Diesen Werken der Finsternis setzt Christi Licht seine Früchte entgegen.
Die Früchte des Lichts sind Güte, Gerechtigkeit und Wahrheit, heißt es.
Und ich füge hinzu: Die Früchte des Lichts für mein Leben sind Hoffnung und Zukunft.
Wenn mir ein Licht aufgeht. Ich widerstehe dem Lamento: „Das hat doch alles einen Zweck“ und sehe einen Weg, der sich abzeichnet. Ich fasse Mut für den ersten Schritt. Gehe aufrecht im Licht. Lasse die Schatten hinter mir.

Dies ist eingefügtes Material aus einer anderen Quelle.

PR #864, opened 2021-01-15
Render work form creation & embargo date radio buttons based on current values

### LINKED ISSUE #771: "On this date" should automatically be selected when editing items that previously had embargo date entered.

mjgiarlo:
Fixes #771

## Why was this change made?

To fix a bug in deployed environments that could change values previously set by the user.

Also includes:
* Disentangle embargo and contributor validation in work form test 
  * And add a new factory for valid works for more descriptive factory names in specs

CI and in the browser locally and in QA

None

### DIFF
--- a/app/forms/draft_work_form.rb
+++ b/app/forms/draft_work_form.rb
@@ -25,8 +25,10 @@ class DraftWorkForm < Reform::Form
   end)
   property :created_edtf, edtf: true, range: true
   property :published_edtf, edtf: true
-  property :release, virtual: true, default: 'immediate'
-  property :embargo_date, embargo_date: true, assign_if: ->(params) { params['release'] == 'embargo' }
+  property :release, virtual: true, prepopulator: (proc do |*|
+    self.release = embargo_date.present? ? 'embargo' : 'immediate'
+  end)
+  property :embargo_date, embargo_date: true
 
   validates :created_edtf, created_in_past: true
   validates :published_edtf, created_in_past: true
--- a/app/forms/draft_work_form.rb
+++ b/app/forms/draft_work_form.rb
@@ -20,9 +20,11 @@ class DraftWorkForm < Reform::Form
   property :access
   property :license
   property :agree_to_terms
+  property :created_type, virtual: true, prepopulator: (proc do |*|
+    self.created_type = created_edtf.is_a?(EDTF::Interval) ? 'range' : 'single'
+  end)
   property :created_edtf, edtf: true, range: true
   property :published_edtf, edtf: true
-
   property :release, virtual: true, default: 'immediate'
   property :embargo_date, embargo_date: true, assign_if: ->(params) { params['release'] == 'embargo' }
 
--- a/app/forms/edtf.rb
+++ b/app/forms/edtf.rb
@@ -24,7 +24,6 @@ module Edtf
       property "#{prop_name}_range(4i)", virtual: true
       property "#{prop_name}_range(5i)", virtual: true
       property "#{prop_name}_range(6i)", virtual: true
-      property "#{prop_name}_type", virtual: true, default: 'single'
     end
   end
 
--- a/app/forms/embargo_date_params_filter.rb
+++ b/app/forms/embargo_date_params_filter.rb
@@ -9,7 +9,11 @@ class EmbargoDateParamsFilter
       next unless dfn[:embargo_date]
 
       name = dfn[:name]
-      date_attributes[name] = deserialize(params, name) if dfn[:assign_if].call(params)
+      date_attributes[name] = if params.slice(*release_params).values.include?('immediate') # rubocop:disable Performance/InefficientHashSearch
+                                nil # Do not attempt to deserialize date if release is immediate
+                              else
+                                deserialize(params, name)
+                              end
     end
 
     params.merge(date_attributes)
@@ -20,5 +24,12 @@ class EmbargoDateParamsFilter
     month = params.delete("#{date_attribute}(2i)").to_i
     day = params.delete("#{date_attribute}(3i)").to_i
     Date.new(year, month, day) if Date.valid_date?(year, month, day)
+  end
+
+  private
+
+  # Work and Collection models use differently named release params
+  def release_params
+    %w[release release_option]
   end
 end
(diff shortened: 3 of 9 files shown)


app/forms/edtf.rb
```diff
@@ -24,7 +24,6 @@ def create_range(prop_name)
       property "#{prop_name}_range(4i)", virtual: true
       property "#{prop_name}_range(5i)", virtual: true
       property "#{prop_name}_range(6i)", virtual: true
-      property "#{prop_name}_type", virtual: true, default: 'single'
```
mjgiarlo, line 27: Moved to `DraftWorkForm`.

app/forms/draft_work_form.rb
```diff
@@ -20,11 +20,15 @@ class DraftWorkForm < Reform::Form
   property :access
   property :license
   property :agree_to_terms
+  property :created_type, virtual: true, prepopulator: (proc do |*|
```
mjgiarlo, line 23: This is the pattern to set a virtual property based on a currently set value: using a reform prepopulator. The parens around the proc are to prevent a syntax error.

**NOTE**: these prepopulators do not automatically fire. They must be invoked in the form via `form.prepopulate!`. This is done in the controller, which is why testing this in specs that do not go through controller code must call it manually.

app/forms/embargo_date_params_filter.rb
```diff
@@ -9,7 +9,11 @@ def call(schema, params)
       next unless dfn[:embargo_date]
 
       name = dfn[:name]
-      date_attributes[name] = deserialize(params, name) if dfn[:assign_if].call(params)
+      date_attributes[name] = if params.slice(*release_params).values.include?('immediate') # rubocop:disable Performance/InefficientHashSearch
```
mjgiarlo, line 12: This code helps `nil` out previously set date values if the work switches from an embargo to immediate release. Prior to this change, the correct radio button was selected but a date rendered in the value associated with the unselected radio button. (That is, the "immediately" radio button would be clicked, but an embargo date was still seen beneath it.)

spec/components/works/embargo_component_spec.rb
```diff
@@ -9,15 +9,29 @@
   let(:work_form) { WorkForm.new(work) }
   let(:rendered) { render_inline(described_class.new(form: form)) }
 
+  before do
+    work_form.prepopulate!
```
mjgiarlo, line 13: See above.

spec/factories/works.rb
```diff
@@ -17,11 +17,12 @@
     state { 'first_draft' }
     collection
 
-    factory :valid_deposited_work do
-      deposited
-      with_keywords
-      with_contributors
-      with_attached_file
+    factory :valid_work do
```
mjgiarlo, line 20: Before this we had some specs creating a work factory with keywords, contributors, and an attached file but it wasn't obvious why THOSE three associations were used. It's because they're necessary for validation, so give this a name.

spec/forms/work_form_spec.rb
```diff
@@ -8,6 +8,10 @@
 
   let(:work) { build(:work) }
 
+  before do
+    form.prepopulate!
```
mjgiarlo, line 12: See above.

spec/forms/work_form_spec.rb
```diff
@@ -46,31 +50,23 @@
 
     it 'filters out name values for the wrong type' do
       form.validate(contributors: contributors)
-      expect(form.contributors.size).to eq 2
+      expect(form.contributors.size).to eq 3
```
mjgiarlo, line 53: There is now a third contributor because of the contributor prepopulator in the form. This is how the form works in deployed instances.

spec/forms/work_form_spec.rb
```diff
@@ -46,31 +50,23 @@
...
+      expect(form.contributors.third.last_name).to be_nil
     end
   end
 
   describe 'contributors validation' do
     let(:contributor_error) { { contributors: ['Please add at least one contributor.'] } }
+    let(:work) { build(:valid_work) }
 
-    context 'with no contributors' do
-      it 'does not validate' do
```
mjgiarlo, line 60: No, the contributor prepopulator prevents this from ever being the case, so remove the test as this is not a behavior in deployed instances.

spec/requests/create_work_spec.rb
```diff
@@ -347,7 +347,8 @@
             contact_email: '',
             abstract: '',
             license: License.license_list.first,
-            work_type: 'text'
+            work_type: 'text',
+            release: 'immediate'
```
mjgiarlo, line 351: Needed the changes in this file to make the tests pass and after spending more than half my day fighting reform after having already had a working PR... I didn't care enough to put more time into this PR.

spec/forms/work_form_spec.rb
jcoyne: Prepopulate only happens on show, not on update, right?

app/forms/embargo_date_params_filter.rb
```diff
@@ -21,4 +25,11 @@ def deserialize(params, date_attribute)
     day = params.delete("#{date_attribute}(3i)").to_i
     Date.new(year, month, day) if Date.valid_date?(year, month, day)
   end
+
+  private
+
+  # Work and Collection models use differently named release params
+  def release_params
+    %w[release release_option]
```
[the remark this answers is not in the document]
mjgiarlo: @jcoyne can we do this in a follow-on PR? I can write up an issue if so.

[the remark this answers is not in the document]
jcoyne: Yes, I wasn't suggesting do it here.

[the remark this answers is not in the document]
mjgiarlo: @jcoyne ok, thanks.

spec/forms/work_form_spec.rb
mjgiarlo: @jcoyne I mean, this test fails now due to the prepopulator change. We prepopulate when [rendering the new action](https://github.com/sul-dlss/happy-heron/blob/78f978ffcfbbbe50b505c8da65b3bbaa48b3050b/app/controllers/works_controller.rb#L19) and when [rendering the edit action](https://github.com/sul-dlss/happy-heron/blob/78f978ffcfbbbe50b505c8da65b3bbaa48b3050b/app/controllers/works_controller.rb#L41).

mjgiarlo: @jcoyne see the change I made above on line 12.

jcoyne (approved):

Auferweckt zum neuen LebenDie Schatten der Nacht hinter sich lassen. Mit einem Lied auf den Lippen. Im Epheserbrief klingt dieses Lied so:
„Wach auf, der du schläfst, und steh auf von den Toten, so wird dich Christus erleuchten.“
Wir kennen die Melodie nicht und können über den Anlass, in dem dieses Lied erklungen ist, nur mutmaßen. Es wird eingeleitet wie ein bekanntes Traditionsstück. Darum liegt es nahe, dass wir hier Worte aus der Liturgie der ersten Gemeinden hören: Kinder des Lichts, fallt nicht zurück in eure alten Muster. Fallt nicht zurück in den Schlaf.
Ich muss an das Sprichwort: „Wer schläft, sündigt nicht.“ denken. Das Gegenteil trifft hier zu. Wer schläft – verpasst sein Leben im Licht. Das Leben ohne Christus wird als Schlafwandeln beschrieben. Ein Zustand, in dem ich gar nicht gewahr bin, was ich mache, vor allem, wo ich fehltrete.
„Wach auf, der du schläfst.“ Christus führt dich in einen neuen Morgen. In der Taufe wird dieser neue Morgen sichtbar. Erweckt zum neuen Leben.
„Steh auf von den Toten.“ So wie Christus auferstanden ist. Aufstehen und Auferstehen. Schon jetzt als Getaufte und dann am Ende aller Tage in Gemeinschaft mit Christus.
Gesegnet in die neue Woche„So wird dich Christus erleuchten.“ Ich höre hier eine Segenszusage. Christus ist dein Licht und wird dich zum Leuchten bringen. Dass du für Andere zum Licht wirst.
Vielleicht stammt dieses liturgische Lied ja vom Ende des Gottesdiensts. Und die ersten Christinnen und Christen wurden mit diesen Worten wieder in ihren Alltag gesandt.
Am Ende unseres Gottesdiensts gehen wir auch als Gesegnete wieder in unseren Alltag. Mit Gottes leuchtendem Angesicht über uns: „Der Herr lasse sein Angesicht leuchten über euch und sei euch gnädig.“
Dieser Segen gilt immer. Am Sonntagmorgen höre ich die Worte als Bestärkung für den Tag, der vor mir liegt und für die ganze neue Woche. Das Strahlen, das von diesem Sonntagmorgen ausgeht, von Christus, dem Licht der Welt, möchte ich mitnehmen. Leben im Licht. Als Kinder des Lichts. Amen.